# Who wants to make me a logo?!



## JosephAOI (Jun 2, 2012)

So, just like a lot of you guys, I'm poor as hell (not to mention a teenager without a job) but if anyone is alright with doing a logo for me for about $20 (It's really all I can scrape up ) then please pm me or reply to this thread!

What I'm looking for is something kind of fancy looking but with an obvious metal edge to it. Something like Born Of Osiris' logo (which I absolutely love) or Opeth's logo.

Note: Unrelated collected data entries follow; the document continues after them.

PR #390, opened 2018-07-12
Refactoring toward external/internal packages -- Part B

tsconn23:
#368 

Support clients have been moved into edgex-go/pkg/clients
Support implementations have been moved into edgex-go/internal/support

Tested support-logging API via Postman as well as service-to-service call
Tested both persistence in Mongo and to file system

Now only export remains.


tsconn23:
@tonyespy Will need help from either you or @anonymouse64 w/r/t what may be wrong with the snapcraft.yaml for this PR. I did make one change to repoint the Attribution.txt files in the core services, but that didn't seem to help.

tsconn23:
recheck

tsconn23:
FYI @tonyespy was able to build this PR locally and has submitted subsequent PRs to possibly address a memory issue with Snappy on the build agents. Snap verifications are not required to pass for this PR.

internal/support/logging/models/log_entry.go
```diff
@@ -11,7 +11,7 @@
  * or implied. See the License for the specific language governing permissions and limitations under
  * the License.
  *******************************************************************************/
-package support_domain
```
feclare: Why having a models folder for just a type? It could be moved to internal/support/logging

tsconn23: It's not really duplicated. I mean, yes right now its form is the same however the scope is different. One difference has to do with the bson serialization support on the support/logging/models type. If you look at pkg/models, there are no bson specs. This is because at the point where an external client is using the model to send a log entry, the client doesn't care how we persist the data. Internally to the support-logging service though, it's using Mongo for its back-end persistence, so the bson is there. Another way we'll use this is when we remove the type bson.ObjectId from our pkg/models type keys (like event.go). Externally, these should be strings or something else that is not database provider specific.

Also, our domain models are currently just property bags so they're going to look very similar to start. Once we get the separation in place, then we can make them a little more intelligent or diverse as required.

feclare: I dont fully understand what you are trying to do, but from the design point of view we should never duplicate types.

tsconn23: Sure, I understand. You're thinking of the scenario where you define a type once, in a common library, and that single type definition is used by all services. This is also known as the "DRY" principle (for "Don't Repeat Yourself"). It doesn't apply in a microservice architecture though because it leads to coupling.
* See p. 59 of "Building Microservices" by Sam Newman
* Google "microservice DRY" and you'll see plenty of articles where they talk about how it's perfectly alright to define a type more than once across multiple services that use it. For example: https://www.oreilly.com/ideas/microservices-antipatterns-and-pitfalls (use your browser to find "DRY" in the article)

So why is this OK? It preserves the context of each microservice so that each service can potentially vary the type if it needs to. It may never have to do that, but it can if necessary and no other service has to change. Further, within a service, there can be multiple representations of a type according to the layer at which the type functions. In this case specifically, we have a client contract logEntry model and  an internal, support domain model. They have the same properties right now, but they don't have to. The external model only defines json mappings for marshaling, whereas the domain model defines both json AND bson. This alone makes them functionally different. A logEntry type defined in an externally available pkg as a contract entity has a different context altogether than a logEntry type defined in an internal pkg.

tsconn23: @feclare As a result of some other work I was doing, I noticed the following type in the db/mongo package

```
type mongoEvent struct {
	models.Event
}
```

and I think I see where you're coming from. Perhaps wrapping types like this is a way to avoid outright duplication of definitions. I'm not thrilled about how it refers all the way up to the external pkg/models package, but I admit I don't have a better suggestion right now. I'll take this into account going forward.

My band's name is Auguries Of Innocence.

If you could whip something up, I would be eternally grateful and would spread your art and name around everywhere! 

Thanks guys!


----------



## iRaiseTheDead (Jun 3, 2012)

What are some of your influences as a band and which direction (genre-wise) are you headed? I can try and whip something up


----------



## JosephAOI (Jun 5, 2012)

Our main influences are Born Of Osiris, Veil Of Maya, Periphery, CHON, and BTBAM.

It's kind of like really heavy 7 string stuff (BOO, Periphery), with a lot of shred (CHON, BTBAM), and sort of the same riffing style as Veil.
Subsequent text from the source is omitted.